Headline Sales Hit by Divestitures
On a reported basis, net sales declined 3.9% to $408.9 million, down $16.5 million from the prior year. The fall was largely driven by the divestitures of Green Giant U.S. frozen, Le Sueur U.S. and Don Pepino, masking the improvement seen in the continuing base business.
GAAP Net Loss Tied to One-Time Charges
B&G posted a GAAP net loss of $32.5 million, or $0.41 per diluted share, versus a small profit a year ago. The swing was driven mainly by a $36.3 million noncash loss on asset sales plus $5.8 million of additional noncash disposals, impairments and transaction-related costs.
Margins Squeezed at Gross Profit Level
Gross profit fell to $79.9 million, or 19.5% of net sales, from $90.1 million and 21.2% a year earlier. On an adjusted basis, gross profit slipped to $84.6 million and 20.7% of net sales, reflecting cost pressures and the mix impact of divested businesses.
Meals and Specialty Segments Under Strain
In the Meals segment, adjusted EBITDA declined by about $5 million despite a 0.9% rise in net sales, indicating weaker profitability. The Specialty segment fared worse, with adjusted EBITDA down $7.4 million, hurt by higher raw material and manufacturing costs, tariffs and the Don Pepino sale.
Input and Energy Costs Pose Ongoing Risk
Management highlighted elevated oil and soybean oil prices, with soybean oil around $0.70 per pound, as a key headwind, along with higher transport and logistics costs. If these pressures persist, the company signaled potential further pricing actions to protect margins.
Dividend Cut Frees Cash but Hurts Income Investors
The board approved a 50% reduction in the quarterly dividend to $0.095 per share, or $0.38 annually, starting in late July. While the move is expected to free about $30 million per year for debt reduction and strategic use, it represents a clear negative for shareholders focused on income.
Higher SG&A Burden from Deal Activity
Selling, general and administrative expenses rose 2.2% to $50.2 million, increasing to 12.3% of net sales from 11.6%. The uptick was driven mainly by $6.4 million of acquisition, divestiture and nonrecurring costs, partly offset by ongoing savings in general and administrative and warehousing expenses.

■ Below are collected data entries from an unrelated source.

PR #110, opened 2016-03-27
Bugfix/78 unit number producting invalid xml

### LINKED ISSUE #78: unitNumber producing invalid XML
While researching the feasibility of removing the remaining usage of XStream to replace it with JAXB (https://github.com/MegaMek/megamek/issues/62#issuecomment-195764033), I found an issue in Entity where invalid XML is being generated.

Entity.unitNumber is initialized to a char representation of -1, which turns into character `\uffff`.  When this is marshaled into the save file, it is turned into `&#xffff;`, which is illegal for XML (http://www.xml.com/2000/05/10/conformance/reports/report-xerces-nv.html).  Attempting to un-marshal the file, even without full object mappings, with JAXB will fail due to the illegal character.  If you change the PrettyPrintWriter that XStream uses to generate the file to use strict XML 1.0 or 1.1, that will fail due to the illegal character.  XStream, by default, uses quirks mode, which is allowing it to read/write this value.

So, any change with this attribute will result in a breaking change with existing save files, even if the data type is changed, or the initial value is changed.  A conversion program could be written that can open the gzipped save file and do a search for "&#ffff;" and replace it with "-1", or some other value.

What is the consensus of the development team for how to handle this?

nderwin:
Fixes #78


pheonixstorm:
Can you recreate this with a clean branch w/o all the "clutter"? I think it would be better to not have all the unnecessary merge commits whenever possible.

Just my 2 cents anyway.

nderwin:
Those "unnecessary" merge commits are just me keeping the branch up-to-date with the upstream/master branch, to make sure there are no merge conflicts.  The number of commits really doesn't matter as much as the differences in the files.

arlith:
You tested these changes, right?

Did you look to see if unitNumber got written to MUL files?  Did these changes effect that at all?

The code changes all look reasonable to me.

nderwin:
@arlith Always!  It does not appear that the `unitNumber` is written to MUL files.  It is, however written to the save game file.  Odd.

The getter is used only in `Server`, `CustomMechDialog`, and `GameTurn`.  The setter is only used in `Server` and `CustomMechDialog`.  The property is only referenced from the accessor methods in `Entity`.  +1 for Find Usages in the IDE.

Also, I tested adding 10 protomeks to a side, and noted in the save game file that 5 of them had unit number 0, and 5 had unit number 1.  All other entities were -1.

[muls.zip](https://github.com/MegaMek/megamek/files/194557/muls.zip)
[unitNumberTest.sav.gz](https://github.com/MegaMek/megamek/files/194558/unitNumberTest.sav.gz)
[unitNumberTest2.sav.gz](https://github.com/MegaMek/megamek/files/194559/unitNumberTest2.sav.gz)

arlith:
I'm somewhat surprised that it's not saved to the MUL, but then again, I guess I should have expected it.  Protos seem like they're not as well used, so it's something that could get passed by.

I could potentially see it being tricky to load in.  For instance, you want to have a group of 5 protos be in a unit, so they get a unit number of 1.  What happens if I load that MUL twice?  Ideally, you should get the first group with a unit number, and the second group with a different unit number.

Anyways, that's outside the scope of this PR.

Forward Guidance Balances Growth and Deleveraging
Looking ahead, B&G expects modest improvement in base business sales but sees trends flat to slightly down for the rest of the year, reflecting a cautious demand outlook. The guidance assumes one fewer week of operations versus last year, continued cost inflation monitoring, interest expense of roughly $152.5 million to $157.5 million and capital spending toward the low end of a $30 million to $35 million range, while targeting leverage near or below six times and prioritizing debt paydown supported by the dividend cut.
B&G Foods’ call outlined a company in transition, trading headline earnings and income appeal for a tighter portfolio and a more sustainable balance sheet. For investors, the key takeaway is that underlying brands and margins show resilience, but near-term returns are being sacrificed to manage debt, navigate cost inflation and complete the strategic reshaping of the business.